# Task instructions
In the listing below, the answer starts at the line that has "- Make setting" and stops after the line that has "PR #514, opened 2022-01-29"; please repeat that part exactly and nothing more.
___ Record set
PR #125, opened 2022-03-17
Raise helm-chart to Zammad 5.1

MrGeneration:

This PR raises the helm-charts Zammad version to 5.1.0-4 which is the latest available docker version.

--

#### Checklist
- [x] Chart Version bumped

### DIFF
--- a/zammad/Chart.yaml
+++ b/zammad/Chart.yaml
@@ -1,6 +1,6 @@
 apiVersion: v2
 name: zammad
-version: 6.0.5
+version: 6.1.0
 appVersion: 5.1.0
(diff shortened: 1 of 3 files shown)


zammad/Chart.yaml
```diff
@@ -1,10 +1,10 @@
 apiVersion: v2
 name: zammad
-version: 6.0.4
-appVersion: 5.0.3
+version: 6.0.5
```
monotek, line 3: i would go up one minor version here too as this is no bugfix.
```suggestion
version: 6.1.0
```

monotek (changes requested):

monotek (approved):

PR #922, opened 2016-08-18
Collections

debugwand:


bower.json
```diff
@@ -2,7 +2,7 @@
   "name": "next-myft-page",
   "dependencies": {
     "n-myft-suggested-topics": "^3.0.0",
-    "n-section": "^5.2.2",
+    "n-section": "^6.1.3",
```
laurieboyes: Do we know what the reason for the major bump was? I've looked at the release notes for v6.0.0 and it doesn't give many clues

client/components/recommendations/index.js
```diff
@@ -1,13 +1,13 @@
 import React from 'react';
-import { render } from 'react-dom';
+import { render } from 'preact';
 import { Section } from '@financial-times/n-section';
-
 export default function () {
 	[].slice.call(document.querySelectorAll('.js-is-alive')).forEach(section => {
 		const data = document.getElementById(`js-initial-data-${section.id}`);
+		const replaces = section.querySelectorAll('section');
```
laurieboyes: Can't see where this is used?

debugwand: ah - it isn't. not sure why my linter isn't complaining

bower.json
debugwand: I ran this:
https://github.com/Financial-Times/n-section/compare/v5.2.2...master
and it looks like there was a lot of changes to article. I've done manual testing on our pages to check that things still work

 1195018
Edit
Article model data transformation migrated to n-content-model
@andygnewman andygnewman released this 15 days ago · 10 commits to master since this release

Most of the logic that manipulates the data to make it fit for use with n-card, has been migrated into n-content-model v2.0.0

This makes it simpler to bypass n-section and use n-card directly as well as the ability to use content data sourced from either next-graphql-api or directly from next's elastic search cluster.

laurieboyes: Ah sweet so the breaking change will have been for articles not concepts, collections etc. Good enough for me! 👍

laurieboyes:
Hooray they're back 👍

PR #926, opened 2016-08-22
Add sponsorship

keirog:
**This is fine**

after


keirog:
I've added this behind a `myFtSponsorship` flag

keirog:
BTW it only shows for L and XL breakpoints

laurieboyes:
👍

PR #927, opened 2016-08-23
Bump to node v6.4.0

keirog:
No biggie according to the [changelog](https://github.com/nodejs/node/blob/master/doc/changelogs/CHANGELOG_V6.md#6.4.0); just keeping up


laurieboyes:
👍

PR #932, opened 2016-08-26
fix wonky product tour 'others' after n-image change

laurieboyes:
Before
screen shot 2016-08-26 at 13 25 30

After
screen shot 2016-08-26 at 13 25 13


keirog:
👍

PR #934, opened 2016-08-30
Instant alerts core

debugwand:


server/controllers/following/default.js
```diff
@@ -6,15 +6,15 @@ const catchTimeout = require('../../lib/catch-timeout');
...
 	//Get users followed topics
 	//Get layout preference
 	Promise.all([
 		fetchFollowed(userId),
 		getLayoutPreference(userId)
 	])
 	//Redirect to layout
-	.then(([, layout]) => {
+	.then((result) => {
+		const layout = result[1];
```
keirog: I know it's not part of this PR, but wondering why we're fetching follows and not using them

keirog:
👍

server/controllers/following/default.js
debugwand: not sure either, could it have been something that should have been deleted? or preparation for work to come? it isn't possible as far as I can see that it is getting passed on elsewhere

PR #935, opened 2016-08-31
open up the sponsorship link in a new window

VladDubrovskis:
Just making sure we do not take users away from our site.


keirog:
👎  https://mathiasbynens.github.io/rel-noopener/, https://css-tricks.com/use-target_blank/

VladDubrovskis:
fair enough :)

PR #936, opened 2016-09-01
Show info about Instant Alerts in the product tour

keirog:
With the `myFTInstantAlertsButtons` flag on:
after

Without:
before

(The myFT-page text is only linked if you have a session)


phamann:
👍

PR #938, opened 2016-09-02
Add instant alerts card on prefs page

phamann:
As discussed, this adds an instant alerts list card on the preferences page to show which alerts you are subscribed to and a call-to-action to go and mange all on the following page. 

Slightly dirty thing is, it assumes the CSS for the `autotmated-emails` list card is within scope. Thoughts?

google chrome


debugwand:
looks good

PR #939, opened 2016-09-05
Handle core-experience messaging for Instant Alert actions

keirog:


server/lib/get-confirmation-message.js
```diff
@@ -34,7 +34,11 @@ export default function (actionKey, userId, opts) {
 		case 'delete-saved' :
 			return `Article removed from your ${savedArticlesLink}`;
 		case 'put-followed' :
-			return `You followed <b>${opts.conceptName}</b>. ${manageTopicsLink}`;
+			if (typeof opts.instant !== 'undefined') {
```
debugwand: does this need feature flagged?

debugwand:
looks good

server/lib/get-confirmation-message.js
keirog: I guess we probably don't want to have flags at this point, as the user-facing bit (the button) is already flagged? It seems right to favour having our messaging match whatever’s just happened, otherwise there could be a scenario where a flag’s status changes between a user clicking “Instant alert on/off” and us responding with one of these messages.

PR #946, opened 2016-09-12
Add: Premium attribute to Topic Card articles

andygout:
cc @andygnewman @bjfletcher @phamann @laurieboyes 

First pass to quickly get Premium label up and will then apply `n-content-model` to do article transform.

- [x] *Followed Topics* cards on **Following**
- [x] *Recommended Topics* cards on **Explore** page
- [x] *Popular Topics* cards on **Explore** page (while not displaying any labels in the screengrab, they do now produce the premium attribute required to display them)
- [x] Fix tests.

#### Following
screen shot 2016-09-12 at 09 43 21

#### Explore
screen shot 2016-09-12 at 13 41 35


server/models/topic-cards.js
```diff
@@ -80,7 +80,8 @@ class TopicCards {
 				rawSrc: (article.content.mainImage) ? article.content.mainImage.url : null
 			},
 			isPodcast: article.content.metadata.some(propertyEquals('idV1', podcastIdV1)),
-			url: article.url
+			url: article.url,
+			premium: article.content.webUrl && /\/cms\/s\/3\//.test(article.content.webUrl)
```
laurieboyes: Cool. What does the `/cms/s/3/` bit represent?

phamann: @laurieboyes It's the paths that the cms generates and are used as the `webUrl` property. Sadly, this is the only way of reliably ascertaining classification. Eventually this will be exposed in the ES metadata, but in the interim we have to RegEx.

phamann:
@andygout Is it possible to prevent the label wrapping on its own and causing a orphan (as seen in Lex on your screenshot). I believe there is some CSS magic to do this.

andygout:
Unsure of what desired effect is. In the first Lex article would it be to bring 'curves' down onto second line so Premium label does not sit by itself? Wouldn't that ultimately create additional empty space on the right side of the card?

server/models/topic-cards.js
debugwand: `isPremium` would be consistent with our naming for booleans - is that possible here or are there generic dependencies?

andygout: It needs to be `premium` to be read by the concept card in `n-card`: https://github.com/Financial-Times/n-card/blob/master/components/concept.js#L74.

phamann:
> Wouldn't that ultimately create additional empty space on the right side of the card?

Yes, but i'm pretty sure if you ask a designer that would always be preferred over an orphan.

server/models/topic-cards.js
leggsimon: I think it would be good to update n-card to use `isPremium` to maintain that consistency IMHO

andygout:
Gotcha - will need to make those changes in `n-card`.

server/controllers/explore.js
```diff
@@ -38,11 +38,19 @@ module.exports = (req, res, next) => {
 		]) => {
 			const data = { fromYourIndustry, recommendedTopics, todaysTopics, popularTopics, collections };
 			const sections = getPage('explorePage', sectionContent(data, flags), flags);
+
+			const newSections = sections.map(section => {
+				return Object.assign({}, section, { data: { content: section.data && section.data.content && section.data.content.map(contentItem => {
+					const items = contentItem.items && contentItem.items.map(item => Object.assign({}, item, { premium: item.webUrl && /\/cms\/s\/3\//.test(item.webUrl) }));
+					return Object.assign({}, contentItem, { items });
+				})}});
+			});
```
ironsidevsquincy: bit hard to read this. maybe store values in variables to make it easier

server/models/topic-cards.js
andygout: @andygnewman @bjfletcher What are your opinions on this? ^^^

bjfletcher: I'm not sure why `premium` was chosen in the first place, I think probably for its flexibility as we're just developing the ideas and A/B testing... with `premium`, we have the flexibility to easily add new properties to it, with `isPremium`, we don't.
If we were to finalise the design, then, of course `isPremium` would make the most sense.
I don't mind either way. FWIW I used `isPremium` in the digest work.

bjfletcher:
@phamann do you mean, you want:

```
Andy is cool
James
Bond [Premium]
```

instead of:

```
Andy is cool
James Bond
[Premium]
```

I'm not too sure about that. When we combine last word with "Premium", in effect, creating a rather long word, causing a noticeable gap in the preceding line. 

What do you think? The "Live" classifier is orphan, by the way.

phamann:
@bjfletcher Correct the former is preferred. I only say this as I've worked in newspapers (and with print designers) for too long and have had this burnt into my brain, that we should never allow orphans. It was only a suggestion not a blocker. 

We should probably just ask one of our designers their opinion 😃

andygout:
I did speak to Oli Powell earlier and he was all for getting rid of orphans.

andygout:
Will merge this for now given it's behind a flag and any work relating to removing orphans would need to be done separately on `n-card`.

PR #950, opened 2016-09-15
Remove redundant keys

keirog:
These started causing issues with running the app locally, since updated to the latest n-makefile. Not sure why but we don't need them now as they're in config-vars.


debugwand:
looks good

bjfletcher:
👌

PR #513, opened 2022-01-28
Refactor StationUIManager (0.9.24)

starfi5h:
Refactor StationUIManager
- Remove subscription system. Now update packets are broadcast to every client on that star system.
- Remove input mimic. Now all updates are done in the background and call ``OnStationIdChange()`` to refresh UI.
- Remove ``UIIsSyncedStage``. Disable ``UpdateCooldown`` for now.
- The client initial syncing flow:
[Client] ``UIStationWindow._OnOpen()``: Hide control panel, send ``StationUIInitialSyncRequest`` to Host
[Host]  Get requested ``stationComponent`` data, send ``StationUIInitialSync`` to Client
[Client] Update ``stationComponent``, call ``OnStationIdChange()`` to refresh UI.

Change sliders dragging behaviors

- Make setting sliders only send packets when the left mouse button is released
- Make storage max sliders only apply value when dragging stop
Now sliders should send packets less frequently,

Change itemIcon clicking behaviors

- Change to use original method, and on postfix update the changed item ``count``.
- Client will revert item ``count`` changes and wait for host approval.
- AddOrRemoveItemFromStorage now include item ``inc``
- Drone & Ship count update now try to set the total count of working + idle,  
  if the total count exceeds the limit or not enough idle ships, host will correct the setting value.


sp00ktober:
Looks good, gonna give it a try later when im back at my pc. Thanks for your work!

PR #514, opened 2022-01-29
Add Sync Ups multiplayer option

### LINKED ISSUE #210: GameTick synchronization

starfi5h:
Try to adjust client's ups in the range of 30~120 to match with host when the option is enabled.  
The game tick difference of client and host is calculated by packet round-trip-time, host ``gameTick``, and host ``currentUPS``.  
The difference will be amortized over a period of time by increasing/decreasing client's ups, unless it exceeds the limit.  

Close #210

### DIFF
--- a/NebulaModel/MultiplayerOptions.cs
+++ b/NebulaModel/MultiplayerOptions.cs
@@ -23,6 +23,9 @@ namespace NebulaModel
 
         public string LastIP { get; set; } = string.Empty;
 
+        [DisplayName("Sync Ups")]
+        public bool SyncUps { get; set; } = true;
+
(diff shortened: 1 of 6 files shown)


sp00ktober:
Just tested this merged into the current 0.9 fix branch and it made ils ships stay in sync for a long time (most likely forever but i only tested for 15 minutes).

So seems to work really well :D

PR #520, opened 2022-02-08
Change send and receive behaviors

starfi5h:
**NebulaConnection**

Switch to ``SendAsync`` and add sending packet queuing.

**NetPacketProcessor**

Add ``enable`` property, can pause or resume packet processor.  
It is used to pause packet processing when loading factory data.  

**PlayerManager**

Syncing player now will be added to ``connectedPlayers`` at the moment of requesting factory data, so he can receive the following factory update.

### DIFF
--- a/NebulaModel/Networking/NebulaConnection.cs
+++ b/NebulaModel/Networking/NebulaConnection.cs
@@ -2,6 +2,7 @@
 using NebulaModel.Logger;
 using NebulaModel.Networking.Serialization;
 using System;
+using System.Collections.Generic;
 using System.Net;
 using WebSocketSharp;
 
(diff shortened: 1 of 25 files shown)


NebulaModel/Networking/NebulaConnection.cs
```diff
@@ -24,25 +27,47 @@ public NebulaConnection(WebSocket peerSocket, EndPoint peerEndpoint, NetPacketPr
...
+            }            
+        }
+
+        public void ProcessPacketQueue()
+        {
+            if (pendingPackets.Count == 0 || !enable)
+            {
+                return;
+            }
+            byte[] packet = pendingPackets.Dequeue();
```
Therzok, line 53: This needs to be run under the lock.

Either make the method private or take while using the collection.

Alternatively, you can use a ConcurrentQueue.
______
# Answer box
- Make setting sliders only send packets when the left mouse button is released
- Make storage max sliders only apply value when dragging stop
Now sliders should send packets less frequently,

Change itemIcon clicking behaviors

- Change to use original method, and on postfix update the changed item ``count``.
- Client will revert item ``count`` changes and wait for host approval.
- AddOrRemoveItemFromStorage now include item ``inc``
- Drone & Ship count update now try to set the total count of working + idle,  
  if the total count exceeds the limit or not enough idle ships, host will correct the setting value.


sp00ktober:
Looks good, gonna give it a try later when im back at my pc. Thanks for your work!

PR #514, opened 2022-01-29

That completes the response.